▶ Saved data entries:

• • • •

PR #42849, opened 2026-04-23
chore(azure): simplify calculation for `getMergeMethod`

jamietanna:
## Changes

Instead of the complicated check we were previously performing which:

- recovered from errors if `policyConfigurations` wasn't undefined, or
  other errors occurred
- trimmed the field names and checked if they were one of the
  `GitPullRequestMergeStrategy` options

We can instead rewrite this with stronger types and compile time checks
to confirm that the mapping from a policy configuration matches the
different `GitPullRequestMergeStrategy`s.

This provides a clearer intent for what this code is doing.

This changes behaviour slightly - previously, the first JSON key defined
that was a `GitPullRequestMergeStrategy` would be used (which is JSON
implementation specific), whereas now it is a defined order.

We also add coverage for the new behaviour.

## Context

• • • •

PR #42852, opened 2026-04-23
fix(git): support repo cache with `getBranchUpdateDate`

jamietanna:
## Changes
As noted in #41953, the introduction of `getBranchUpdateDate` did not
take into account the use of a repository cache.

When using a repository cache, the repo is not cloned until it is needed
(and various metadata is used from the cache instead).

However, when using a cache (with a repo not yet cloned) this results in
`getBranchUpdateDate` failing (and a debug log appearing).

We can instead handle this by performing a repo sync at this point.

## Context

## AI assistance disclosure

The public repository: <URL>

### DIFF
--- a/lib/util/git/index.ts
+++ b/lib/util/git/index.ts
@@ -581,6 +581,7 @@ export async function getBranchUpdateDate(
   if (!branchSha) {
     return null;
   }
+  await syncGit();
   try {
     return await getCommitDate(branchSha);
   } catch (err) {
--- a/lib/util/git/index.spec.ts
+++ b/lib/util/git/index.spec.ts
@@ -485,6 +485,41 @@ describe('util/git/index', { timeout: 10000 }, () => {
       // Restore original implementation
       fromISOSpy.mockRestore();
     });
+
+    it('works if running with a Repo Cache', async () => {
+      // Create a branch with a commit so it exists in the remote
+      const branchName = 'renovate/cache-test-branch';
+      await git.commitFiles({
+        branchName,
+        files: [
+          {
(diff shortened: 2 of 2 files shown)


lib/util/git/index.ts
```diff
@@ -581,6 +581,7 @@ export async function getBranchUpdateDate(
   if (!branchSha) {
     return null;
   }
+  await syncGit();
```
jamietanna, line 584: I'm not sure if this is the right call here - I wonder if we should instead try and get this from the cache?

• • • •

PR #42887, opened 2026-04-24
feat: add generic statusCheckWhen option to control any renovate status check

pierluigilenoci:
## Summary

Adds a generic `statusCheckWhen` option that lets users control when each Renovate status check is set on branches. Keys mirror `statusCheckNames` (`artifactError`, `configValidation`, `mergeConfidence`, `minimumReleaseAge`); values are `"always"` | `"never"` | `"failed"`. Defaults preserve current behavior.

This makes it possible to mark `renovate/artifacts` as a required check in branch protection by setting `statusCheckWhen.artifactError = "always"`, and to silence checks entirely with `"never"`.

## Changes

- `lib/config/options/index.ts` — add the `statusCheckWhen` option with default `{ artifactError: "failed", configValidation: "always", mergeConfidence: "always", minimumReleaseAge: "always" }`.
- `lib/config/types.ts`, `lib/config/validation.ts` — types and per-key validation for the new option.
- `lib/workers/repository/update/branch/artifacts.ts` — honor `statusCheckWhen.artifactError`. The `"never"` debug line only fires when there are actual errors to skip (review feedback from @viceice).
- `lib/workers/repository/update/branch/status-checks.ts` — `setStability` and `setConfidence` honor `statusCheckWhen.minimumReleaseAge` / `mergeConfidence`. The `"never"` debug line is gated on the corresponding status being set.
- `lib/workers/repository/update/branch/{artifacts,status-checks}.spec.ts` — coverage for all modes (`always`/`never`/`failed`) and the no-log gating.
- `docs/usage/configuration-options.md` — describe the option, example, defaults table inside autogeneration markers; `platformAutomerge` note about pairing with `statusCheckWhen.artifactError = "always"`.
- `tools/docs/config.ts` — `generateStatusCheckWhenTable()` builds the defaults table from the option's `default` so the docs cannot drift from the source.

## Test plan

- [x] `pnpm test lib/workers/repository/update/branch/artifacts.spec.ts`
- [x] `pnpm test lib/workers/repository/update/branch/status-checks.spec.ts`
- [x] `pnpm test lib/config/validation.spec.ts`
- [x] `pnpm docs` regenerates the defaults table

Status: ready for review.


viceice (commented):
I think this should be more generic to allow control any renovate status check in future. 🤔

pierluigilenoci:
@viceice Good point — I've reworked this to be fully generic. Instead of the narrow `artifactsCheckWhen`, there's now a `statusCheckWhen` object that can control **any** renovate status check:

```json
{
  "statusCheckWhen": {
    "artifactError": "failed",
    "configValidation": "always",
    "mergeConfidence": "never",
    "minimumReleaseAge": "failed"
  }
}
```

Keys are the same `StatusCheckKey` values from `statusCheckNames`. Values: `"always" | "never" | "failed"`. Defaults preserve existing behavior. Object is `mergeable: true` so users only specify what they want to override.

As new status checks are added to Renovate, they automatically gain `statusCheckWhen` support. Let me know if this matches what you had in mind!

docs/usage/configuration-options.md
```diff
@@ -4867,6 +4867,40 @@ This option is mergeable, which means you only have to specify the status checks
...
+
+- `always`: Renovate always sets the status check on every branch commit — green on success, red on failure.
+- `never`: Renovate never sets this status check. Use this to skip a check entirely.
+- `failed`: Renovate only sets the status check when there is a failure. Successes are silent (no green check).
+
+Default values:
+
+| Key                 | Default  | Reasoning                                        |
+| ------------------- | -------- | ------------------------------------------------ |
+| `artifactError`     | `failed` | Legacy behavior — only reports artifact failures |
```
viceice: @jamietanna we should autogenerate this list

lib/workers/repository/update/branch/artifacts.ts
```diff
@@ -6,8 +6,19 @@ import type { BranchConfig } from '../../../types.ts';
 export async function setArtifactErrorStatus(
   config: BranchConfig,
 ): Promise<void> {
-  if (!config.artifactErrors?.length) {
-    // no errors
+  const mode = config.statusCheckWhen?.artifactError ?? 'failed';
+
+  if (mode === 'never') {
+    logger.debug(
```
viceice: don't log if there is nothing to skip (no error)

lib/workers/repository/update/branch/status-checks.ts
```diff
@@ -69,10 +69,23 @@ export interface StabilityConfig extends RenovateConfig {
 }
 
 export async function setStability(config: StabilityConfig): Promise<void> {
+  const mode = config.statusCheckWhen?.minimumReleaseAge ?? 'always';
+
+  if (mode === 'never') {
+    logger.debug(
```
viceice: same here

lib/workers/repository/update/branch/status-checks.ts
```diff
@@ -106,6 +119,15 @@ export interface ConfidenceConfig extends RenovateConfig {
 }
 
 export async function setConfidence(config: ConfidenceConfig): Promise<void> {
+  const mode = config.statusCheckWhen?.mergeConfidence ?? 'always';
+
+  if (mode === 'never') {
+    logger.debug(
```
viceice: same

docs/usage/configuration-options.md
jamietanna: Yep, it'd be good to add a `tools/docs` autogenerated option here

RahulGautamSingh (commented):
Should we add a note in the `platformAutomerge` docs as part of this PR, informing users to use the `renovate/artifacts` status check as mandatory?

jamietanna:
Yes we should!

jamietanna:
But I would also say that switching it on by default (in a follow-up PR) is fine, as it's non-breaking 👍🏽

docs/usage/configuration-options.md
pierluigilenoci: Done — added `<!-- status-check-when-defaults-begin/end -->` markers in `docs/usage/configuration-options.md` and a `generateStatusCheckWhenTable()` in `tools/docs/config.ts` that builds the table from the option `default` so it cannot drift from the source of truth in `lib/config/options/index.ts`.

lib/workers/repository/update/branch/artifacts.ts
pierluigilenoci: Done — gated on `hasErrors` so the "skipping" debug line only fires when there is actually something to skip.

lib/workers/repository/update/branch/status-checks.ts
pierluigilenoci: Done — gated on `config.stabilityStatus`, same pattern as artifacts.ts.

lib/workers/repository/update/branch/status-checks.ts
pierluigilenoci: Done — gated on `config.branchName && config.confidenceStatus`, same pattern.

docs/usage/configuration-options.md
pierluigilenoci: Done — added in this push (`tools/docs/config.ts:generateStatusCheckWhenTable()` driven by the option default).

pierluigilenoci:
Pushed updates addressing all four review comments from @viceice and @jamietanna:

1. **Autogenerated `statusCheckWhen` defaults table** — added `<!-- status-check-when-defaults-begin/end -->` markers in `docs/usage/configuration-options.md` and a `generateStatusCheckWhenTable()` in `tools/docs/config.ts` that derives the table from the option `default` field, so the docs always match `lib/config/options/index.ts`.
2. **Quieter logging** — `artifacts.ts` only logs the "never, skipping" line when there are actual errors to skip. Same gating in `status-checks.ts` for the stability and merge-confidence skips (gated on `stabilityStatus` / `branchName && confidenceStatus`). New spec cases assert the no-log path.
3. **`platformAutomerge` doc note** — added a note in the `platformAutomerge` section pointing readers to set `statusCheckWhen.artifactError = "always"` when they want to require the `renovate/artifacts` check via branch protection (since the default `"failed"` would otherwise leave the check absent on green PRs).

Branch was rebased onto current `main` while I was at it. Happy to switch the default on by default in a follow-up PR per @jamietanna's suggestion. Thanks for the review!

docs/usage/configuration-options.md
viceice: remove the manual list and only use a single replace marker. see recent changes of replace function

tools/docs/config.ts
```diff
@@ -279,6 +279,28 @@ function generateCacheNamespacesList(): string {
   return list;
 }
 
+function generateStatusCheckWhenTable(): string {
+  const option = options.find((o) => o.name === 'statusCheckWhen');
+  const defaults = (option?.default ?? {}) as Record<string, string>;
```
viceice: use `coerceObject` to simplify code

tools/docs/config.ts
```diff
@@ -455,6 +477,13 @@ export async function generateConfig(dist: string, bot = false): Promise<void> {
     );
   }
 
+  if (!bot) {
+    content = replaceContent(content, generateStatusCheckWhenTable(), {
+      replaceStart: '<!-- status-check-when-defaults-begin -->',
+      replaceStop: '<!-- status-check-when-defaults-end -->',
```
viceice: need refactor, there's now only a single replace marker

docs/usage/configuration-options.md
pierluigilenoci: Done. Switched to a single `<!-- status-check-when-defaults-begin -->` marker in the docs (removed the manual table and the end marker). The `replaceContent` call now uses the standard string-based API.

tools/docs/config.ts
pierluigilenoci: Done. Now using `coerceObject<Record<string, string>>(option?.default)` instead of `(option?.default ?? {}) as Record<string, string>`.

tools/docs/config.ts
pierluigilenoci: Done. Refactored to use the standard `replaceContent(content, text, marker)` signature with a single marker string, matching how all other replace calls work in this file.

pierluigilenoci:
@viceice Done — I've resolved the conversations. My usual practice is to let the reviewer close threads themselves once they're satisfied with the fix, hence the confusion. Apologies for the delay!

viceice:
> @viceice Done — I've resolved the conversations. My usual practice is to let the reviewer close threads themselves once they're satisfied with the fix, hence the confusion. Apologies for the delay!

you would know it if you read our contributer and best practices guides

• • • •

▶ Exercise description: In the records above, find the lines holding "want". Copy each one.

▶ Written solution:
Keys are the same `StatusCheckKey` values from `statusCheckNames`. Values: `"always" | "never" | "failed"`. Defaults preserve existing behavior. Object is `mergeable: true` so users only specify what they want to override.
3. **`platformAutomerge` doc note** — added a note in the `platformAutomerge` section pointing readers to set `statusCheckWhen.artifactError = "always"` when they want to require the `renovate/artifacts` check via branch protection (since the default `"failed"` would otherwise leave the check absent on green PRs).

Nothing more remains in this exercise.